Stored data entries

PR #2286, opened 2016-12-20
Cancel pending tile requests when removing a layer from the 2D map

### LINKED ISSUE #2285: Leaflet generates and doesn't cancel hundreds of requests when dragging time slider
* Visit `http://localhost:3001/#test` or similar
* Switch to 2D.
* Enable `Test Data -> Temporal -> Chlorophyll-a concentration (monthly)`.
* Open the network tab.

## The task
Set down, exactly as they appear, the line holding "Switch to 2D." and every line after it until the records end.

## Exercise answer
* Switch to 2D.
* Enable `Test Data -> Temporal -> Chlorophyll-a concentration (monthly)`.
* Open the network tab.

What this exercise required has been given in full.